The most terrible lie that our materialist world indoctrinates in us is that passion is a “fantasy” and is not to be relied upon for finding “real love”. That the day dreaming fancy, the obsession with a voice, a pair of lips, the excitement that comes with eye-contact, the anticipation of waiting for night to end so that he may see her again the next day, maybe just for a few seconds, the waiting by the phone for him to call, the fragrance from his shirt when he finally pulls her close...that these things are immature lusts of youth. And yet these are the feelings that spark in us the intuition that there is more to the world than merely the material and that our passions are what lead us up and beyond the mundane to the transcendant. These are the things that are the prerogative of artists to communicate in their work, and for all people to feel when they are young and healthy.

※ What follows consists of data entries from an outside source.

PR #738, opened 2023-04-28
Fix: add svg to allowed image types

alexanderleegs:
This PR fixes an issue where svg images were not allowed to be uploaded.

### DIFF
--- a/src/utils/file-upload-utils.js
+++ b/src/utils/file-upload-utils.js
@@ -18,6 +18,7 @@ const ALLOWED_FILE_EXTENSIONS = [
   "tif",
   "bmp",
   "ico",
+  "svg",
 ]
 const defaultCloudmersiveClient = CloudmersiveVirusApiClient.ApiClient.instance
 


harishv7 (dismissed):

harishv7:
@alexanderleegs Just to check, is this the first time we are allowing SVGs? If so, have we tried upload and embedding SVGs and if they work fine?

alexanderleegs:
> @alexanderleegs Just to check, is this the first time we are allowing SVGs? If so, have we tried upload and embedding SVGs and if they work fine?

It's really strange - we've allowed svgs for quite a while now, but it seems like editing svgs specifically is buggy - actually let me take a look at the root cause, i think we might not be doing something correctly here

kishore03109:
@alexanderleegs 
> we've allowed svgs for quite a while now, but it seems like editing svgs specifically is buggy - actually let me take a look at the root cause, i think we might not be doing something correctly here

sorry so does this PR fix the issue or is it something like there is a root cause and this is a bandage fix? (if yes, why is this a bandage fix ah?)

kishore03109 (approved):
am ok with this as a bandage fix, but I am confused about the context around the root cause + what would be the permanent fix. 
Assuming that that will be addressed in a separate pr (correct me if I am wrong here), will just gather the context from there ya

alexanderleegs:
> am ok with this as a bandage fix, but I am confused about the context around the root cause + what would be the permanent fix. Assuming that that will be addressed in a separate pr (correct me if I am wrong here), will just gather the context from there ya

I verified what's the reason behind the different behaviour of create and rename - the reason why creating svgs works currently is that we call `validateAndSanitizeFileUpload`, which has a custom check and handling for svgs - the rename instead only checks against the list of valid file extensions (this is fine because the file content itself does not change), so this fix should work fine

PR #740, opened 2023-05-02
Feat/modify private image retrieval

alexanderleegs:
This PR modifies our image retrieval method for private repos. 

### Context
The image retrieval operation on private repos is very expensive currently, as we have to retrieve each image via a github call separately - this uses up a lot of our token capacity and is a major blocker for repo privatisation. This is because the image view in the main album overview needs to show a preview of all our images - on public repos, we can retrieve the image to be used as preview by querying raw.githubusercontent.com/, but this same link doesn't work for private repos (it returns a 404 instead as read access to the repo is restricted). Previously, we were making a query via the github API to retrieve the image preview instead, which is very expensive, especially for sites which have a large number of images.

### Solution
The solution to this requires us to retrieve image information with relatively low token cost as far as possible. It turns out that images on private repos can still be retrieved from `<token>@raw.githubusercontent.com/` - this has been verified to not use up our token capacity as well. However, this url cannot be linked directly on our frontend, as this would expose our access tokens - instead, we pass a dataUrl to obfuscate the image origin source.

Tests are updated in #741

### DIFF
--- a/src/services/directoryServices/MediaDirectoryService.js
+++ b/src/services/directoryServices/MediaDirectoryService.js
@@ -47,15 +47,21 @@ class MediaDirectoryService {
     )
 
     const resp = await Promise.all(
-      files.map((curr) =>
-        getMediaFileInfo({
+      files.map((curr) => {
+        if (curr.type === "dir") {
+          return {
+            name: curr.name,
+            type: "dir",
+          }
+        }
+        return getMediaFileInfo({
           file: curr,
           siteName,
           directoryName,
           mediaType,
           isPrivate,
         })
-      )
+      })
     )
 
     return resp
--- a/src/services/directoryServices/MediaDirectoryService.js
+++ b/src/services/directoryServices/MediaDirectoryService.js
@@ -48,7 +48,13 @@ class MediaDirectoryService {
 
     const resp = await Promise.all(
       files.map((curr) =>
-        getMediaFileInfo(curr, siteName, directoryName, mediaType, isPrivate)
+        getMediaFileInfo({
+          file: curr,
+          siteName,
+          directoryName,
+          mediaType,
+          isPrivate,
+        })
       )
     )
 
--- a/src/services/directoryServices/MediaDirectoryService.js
+++ b/src/services/directoryServices/MediaDirectoryService.js
@@ -1,12 +1,10 @@
-const { config } = require("@config/config")
-
 const { BadRequestError } = require("@errors/BadRequestError")
 
-const GITHUB_ORG_NAME = config.get("github.orgName")
+const { isMediaPathValid } = require("@validators/validators")
+
+const { getMediaFileInfo } = require("@root/utils/media-utils")
 
 const PLACEHOLDER_FILE_NAME = ".keep"
-
-const { isMediaPathValid } = require("@validators/validators")
 
 class MediaDirectoryService {
   constructor({ baseDirectoryService, gitHubService }) {
@@ -40,39 +38,20 @@ class MediaDirectoryService {
     const { private: isPrivate } = await this.gitHubService.getRepoInfo(
       sessionData
     )
-    const files = await this.listWithDefault(sessionData, { directoryName })
+    const files = (
+      await this.listWithDefault(sessionData, { directoryName })
+    ).filter(
+      (file) =>
+        (file.type === "file" || file.type === "dir") &&
+        file.name !== PLACEHOLDER_FILE_NAME
+    )
 
-    const resp = []
-    for (const curr of files) {
-      if (curr.type === "dir") {
-        resp.push({
-          name: curr.name,
-          type: "dir",
-        })
-      }
-      if (curr.type !== "file" || curr.name === PLACEHOLDER_FILE_NAME) continue
-      const fileData = {
-        mediaUrl: `https://raw.githubusercontent.com/${GITHUB_ORG_NAME}/${siteName}/staging/${curr.path
-          .split("/")
-          .map((v) => encodeURIComponent(v))
-          .join("/")}${curr.path.endsWith(".svg") ? "?sanitize=true" : ""}`,
-        name: curr.name,
-        sha: curr.sha,
-        mediaPath: `${directoryName}/${curr.name}`,
-        type: curr.type,
-      }
-      if (mediaType === "images" && isPrivate) {
-        // Generate blob url
-        const imageExt = curr.name.slice(curr.name.lastIndexOf(".") + 1)
-        const contentType = `image/${imageExt === "svg" ? "svg+xml" : imageExt}`
-        const { content } = await this.gitHubService.readMedia(sessionData, {
-          fileSha: curr.sha,
-        })
-        const blobURL = `data:${contentType};base64,${content}`
-        fileData.mediaUrl = blobURL
-      }
-      resp.push(fileData)
-    }
+    const resp = await Promise.all(
+      files.map((curr) =>
+        getMediaFileInfo(curr, siteName, directoryName, mediaType, isPrivate)
+      )
+    )
+
     return resp
   }
 
--- a/src/types/media.ts
+++ b/src/types/media.ts
@@ -1,4 +1,5 @@
 export type ItemType = "dir" | "file"
+export type MediaType = "images" | "files"
 
 export interface MediaFile {
   name: string
@@ -11,8 +12,8 @@ export interface MediaFileInput {
   file: MediaFile
   siteName: string
   directoryName: string
-  mediaType: string
-  isPrivate: boolean
+  mediaType: MediaType
+  isPrivate?: boolean
 }
 
 export interface MediaFileOutput {
--- a/src/types/media.ts
+++ b/src/types/media.ts
@@ -1,0 +1,24 @@
+export type ItemType = "dir" | "file"
+
+export interface MediaFile {
+  name: string
+  type: ItemType
+  sha: string
+  path: string
+}
+
+export interface MediaFileInput {
+  file: MediaFile
+  siteName: string
+  directoryName: string
+  mediaType: string
+  isPrivate: boolean
+}
+
+export interface MediaFileOutput {
+  name: string
+  sha: string
+  mediaUrl: string
+  mediaPath: string
+  type: ItemType
+}
--- a/src/utils/media-utils.ts
+++ b/src/utils/media-utils.ts
@@ -8,7 +8,7 @@ const GITHUB_ORG_NAME = config.get("github.orgName")
 
 type ItemType = "dir" | "file"
 
-export interface MediaFile {
+interface MediaFile {
   name: string
   type: ItemType
   sha: string
--- a/src/utils/media-utils.ts
+++ b/src/utils/media-utils.ts
@@ -1,0 +1,53 @@
+import axios from "axios"
+
+import { config } from "@config/config"
+
+import { getAccessToken } from "@root/utils/token-retrieval-utils"
+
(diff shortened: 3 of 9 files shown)


src/utils/media-utils.ts
```diff
@@ -0,0 +1,80 @@
...
+
+import { config } from "@config/config"
+
+import { getAccessToken } from "@root/utils/token-retrieval-utils"
+
+const GITHUB_ORG_NAME = config.get("github.orgName")
+
+type ItemType = "dir" | "file"
+
+export interface MediaFile {
```
seaerchin, line 11: i think we should separate our utils from our types - it's not intuitive for devs to find the type defs for inside a util file and leads to duplication or worse, inaccurate type defs. 

we should shift this out into the `types` folder if they are going to be exported or remove the export otherwise

src/utils/media-utils.ts
```diff
@@ -0,0 +1,80 @@
...
+  directoryName,
+  mediaType,
+  isPrivate,
+}: MediaFileInput): Promise<MediaFileOutput | MediaDirOutput> => {
+  if (file.type === "dir") {
+    return {
+      name: file.name,
+      type: "dir",
+    }
+  }
```
seaerchin, line 55: this method feels too bloated alr - we are trying to smush file/dir retrieval into one method, which doesn't lead itself well to future extension.

as the caller already knows the file type here, i don't see why we can't just separate this into `getMediaFileInfo` and `getMediaDirectoryInfo`. this also makes it more apparent that the media directory info relies only on the type and the name.

src/utils/media-utils.ts
```diff
@@ -0,0 +1,80 @@
...
+    const accessToken = await getAccessToken()
+    // Accessing images in this way avoids token usage
+    const endpoint = `https://${accessToken}@raw.githubusercontent.com/${GITHUB_ORG_NAME}/${siteName}/staging/${file.path
+      .split("/")
+      .map((v) => encodeURIComponent(v))
+      .join("/")}${file.path.endsWith(".svg") ? "?sanitize=true" : ""}`
+    const resp = await axios.get(endpoint, { responseType: "arraybuffer" })
+    const data = Buffer.from(resp.data, "binary").toString("base64")
+    const dataUrl = `data:${resp.headers["content-type"]};base64,${data}`
+    fileData.mediaUrl = dataUrl
```
seaerchin, line 77: actually we want to be deliberate about this because data URIs are very different from resource URIs. 

the data uri itself implies that the data is already fetched and the caller doesn't need to do anything else. conversely, `mediaUrl` implies that the caller needs to do additional work to render the image inline. 

yes, if this is just given as href then the treatment is the same but could we recognise this distinction in the types? we could do this by giving a `dataUrl` when we fetch!

src/utils/media-utils.ts
alexanderleegs: Yeah that makes sense, removed in https://github.com/isomerpages/isomercms-backend/pull/740/commits/6fb5f790b5ed342ad0411fb89e4bfaf590ff4eb1

src/utils/media-utils.ts
alexanderleegs: Yeah that makes sense, I've removed the directory info portion and moved that directly into the retrieval method, since the check alone basically already gives the return output - https://github.com/isomerpages/isomercms-backend/pull/740/commits/2d69f03b73cb67e275eeceaf394674ea9031def9

src/utils/media-utils.ts
alexanderleegs: As discussed offline - as this is relatively time consuming to change on the frontend, and our current usage is solely for being placed in the `href`, I've filed an issue for this [here](https://isomeropengov.atlassian.net/browse/IS-196?atlOrigin=eyJpIjoiZGViZmU0ZGFiMWYzNGRlYzk0Njk4MGMzODkzNjM2NzQiLCJwIjoiaiJ9) to be tackled in a future PR

src/services/directoryServices/MediaDirectoryService.js
```diff
@@ -40,39 +38,26 @@ class MediaDirectoryService {
...
-          fileSha: curr.sha,
+    const files = (
+      await this.listWithDefault(sessionData, { directoryName })
+    ).filter(
+      (file) =>
+        (file.type === "file" || file.type === "dir") &&
+        file.name !== PLACEHOLDER_FILE_NAME
+    )
+
+    const resp = await Promise.all(
```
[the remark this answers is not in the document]
alexanderleegs: That makes a lot of sense, but I think this might be better to handle within `getMediaFileInfo` instead? I've inserted a try/catch block in https://github.com/isomerpages/isomercms-backend/pull/740/commits/bb93aa2e83e8c35c193924db891c772eb5308da3 instead, as we should still need some file details which are extracted by the method, and we just need to convert the `mediaUrl` to a generic value to be able to handle individual file failures

As discussed offline, the frontend currently has a generic image when it is unable to retrieve an image - the user can still attempt to fetch the actual file data again by clicking on the image, which loads up a modal where the image details are refetched.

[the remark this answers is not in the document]
harishv7: Cool sounds good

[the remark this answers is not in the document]
harishv7: Are we still keeping Promise.all though? So we want the request to fail if any of the loading fails?

src/utils/media-utils.ts
```diff
@@ -0,0 +1,51 @@
...
+
+import { config } from "@config/config"
+
+import logger from "@root/logger/logger"
+import { MediaFileInput, MediaFileOutput } from "@root/types"
+import { getAccessToken } from "@root/utils/token-retrieval-utils"
+
+const GITHUB_ORG_NAME = config.get("github.orgName")
+
+export const isMediaFileOutput = (t: MediaFileOutput): t is MediaFileOutput =>
```
seaerchin, line 11: suggest changing the input type to `unknown`. because this function's precondition and postcondition is identical, we are asserting something **we already know** to use it. also realised this has 0 refs, so we can also delete it ._.

src/utils/media-utils.ts
```diff
@@ -0,0 +1,51 @@
...
+        .map((v) => encodeURIComponent(v))
+        .join("/")}${file.path.endsWith(".svg") ? "?sanitize=true" : ""}`
+      const resp = await axios.get(endpoint, { responseType: "arraybuffer" })
+      const data = Buffer.from(resp.data, "binary").toString("base64")
+      const dataUrl = `data:${resp.headers["content-type"]};base64,${data}`
+      fileData.mediaUrl = dataUrl
+    } catch (err) {
+      // If an error occurs while retrieving the image, we log but continue to return generic values
+      logger.error(err)
+      fileData.mediaUrl = ""
```
seaerchin, line 47: this means the frontend will have an invalid image right? but we're ok with this because the rest of the data would still be correct

src/utils/media-utils.ts
```diff
@@ -0,0 +1,51 @@
...
+  (t as MediaFileOutput).sha !== undefined
+
+export const getMediaFileInfo = async ({
+  file,
+  siteName,
+  directoryName,
+  mediaType,
+  isPrivate,
+}: MediaFileInput): Promise<MediaFileOutput> => {
+  const fileData = {
```
seaerchin, line 21: there's some repeated code here, which makes it abit confusing to follow. wdyt about: 

1. shifting the encoding of `file.path` out into a util function (maybe `encodeFilePathAsUriComponent`)
2. either making another method that computes the github URL or making a util method that decides if sanitization is needed
3. shifting the shared properties out (only `mediaUrl` is diff b/w public/private) then using object spread rather than setting `.mediaUrl`

src/utils/media-utils.ts
```diff
@@ -0,0 +1,51 @@
...
+import logger from "@root/logger/logger"
+import { MediaFileInput, MediaFileOutput } from "@root/types"
+import { getAccessToken } from "@root/utils/token-retrieval-utils"
+
+const GITHUB_ORG_NAME = config.get("github.orgName")
+
+export const isMediaFileOutput = (t: MediaFileOutput): t is MediaFileOutput =>
+  (t as MediaFileOutput).sha !== undefined
+
+export const getMediaFileInfo = async ({
```
seaerchin, line 14: nit: could we change the `isPrivate` to be either an optional parameter or make it optional on the type?

src/utils/media-utils.ts
```diff
@@ -0,0 +1,51 @@
...
+      // Generate data url
+      const accessToken = await getAccessToken()
+      // Accessing images in this way avoids token usage
+      const endpoint = `https://${accessToken}@raw.githubusercontent.com/${GITHUB_ORG_NAME}/${siteName}/staging/${file.path
+        .split("/")
+        .map((v) => encodeURIComponent(v))
+        .join("/")}${file.path.endsWith(".svg") ? "?sanitize=true" : ""}`
+      const resp = await axios.get(endpoint, { responseType: "arraybuffer" })
+      const data = Buffer.from(resp.data, "binary").toString("base64")
+      const dataUrl = `data:${resp.headers["content-type"]};base64,${data}`
```
kishore03109, line 42: Nit: shall we rename this to `dataUri` for clarity?

kishore03109:
Hey I am confused about some the aspects of this pr. Correct me if I am wrong, but does this PR need to have a corresponding FE PR to display the data URI if exists, else display the URL? I understand that there is a corresponding PR for updating our unit tests, but are we confident that this wouldnt break pre-existing private repos?

src/utils/media-utils.ts
harishv7: yea we wanted to ensure like a few broken images can be reloaded from FE by user but the overall API call will try to return as many imageURLs as it can successfully fetch

src/utils/media-utils.ts
alexanderleegs: This was originally used for the tests when the output type was variable - since we've moved out the directory functionality of this method, this is no longer necessary! removed in https://github.com/isomerpages/isomercms-backend/pull/740/commits/7e317a77d5238c6f9f1ce57bcf4055f4cd531275

src/types/media.ts
```diff
@@ -0,0 +1,24 @@
...
+  type: ItemType
+  sha: string
+  path: string
+}
+
+export interface MediaFileInput {
+  file: MediaFile
+  siteName: string
+  directoryName: string
+  mediaType: string
```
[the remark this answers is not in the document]
alexanderleegs: Makes sense, changed in https://github.com/isomerpages/isomercms-backend/pull/740/commits/65a108644ca42d6daa3676ed3c597be2ba13e0d3

src/utils/media-utils.ts
alexanderleegs: Yeah refactoring makes sense, I've moved the main url generation into a separate method in https://github.com/isomerpages/isomercms-backend/pull/740/commits/7e317a77d5238c6f9f1ce57bcf4055f4cd531275

src/utils/media-utils.ts
alexanderleegs: Made it optional in https://github.com/isomerpages/isomercms-backend/pull/740/commits/65a108644ca42d6daa3676ed3c597be2ba13e0d3

src/utils/media-utils.ts
alexanderleegs: Renamed in https://github.com/isomerpages/isomercms-backend/pull/740/commits/7e317a77d5238c6f9f1ce57bcf4055f4cd531275

seaerchin (approved):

Yet the modern world dismisses the passions as the imprudent dance of hormones. It insists that the fairy tale love we not only read about, but feel in the throbbing prime of youth, is just that, a fairy tale. This lie has led many young men and women to settle, to slip into grey compromise for the sake of social acceptance, or to abate the heavy smog of loneliness that can set in if one does not find a way to bind that passion into a covenant. Perhaps, in order to make this settling easier, we assuage ourselves and each other with the lie that the passion was not real at all; there is nothing more to the “electricity” between people than the surge of testosterone and progesterone which dies like the bloom of cherry blossoms in June, seared into brown spuds with the hot sun of summer which we take for truth. “It was just the silliness of youth”. “Marriage was historically never about love, love was invented by Hollywood” they say, even as Ovid wrote his Metamorpheses and Shakespeare wrote his Romeo and Homer wrote his Paris.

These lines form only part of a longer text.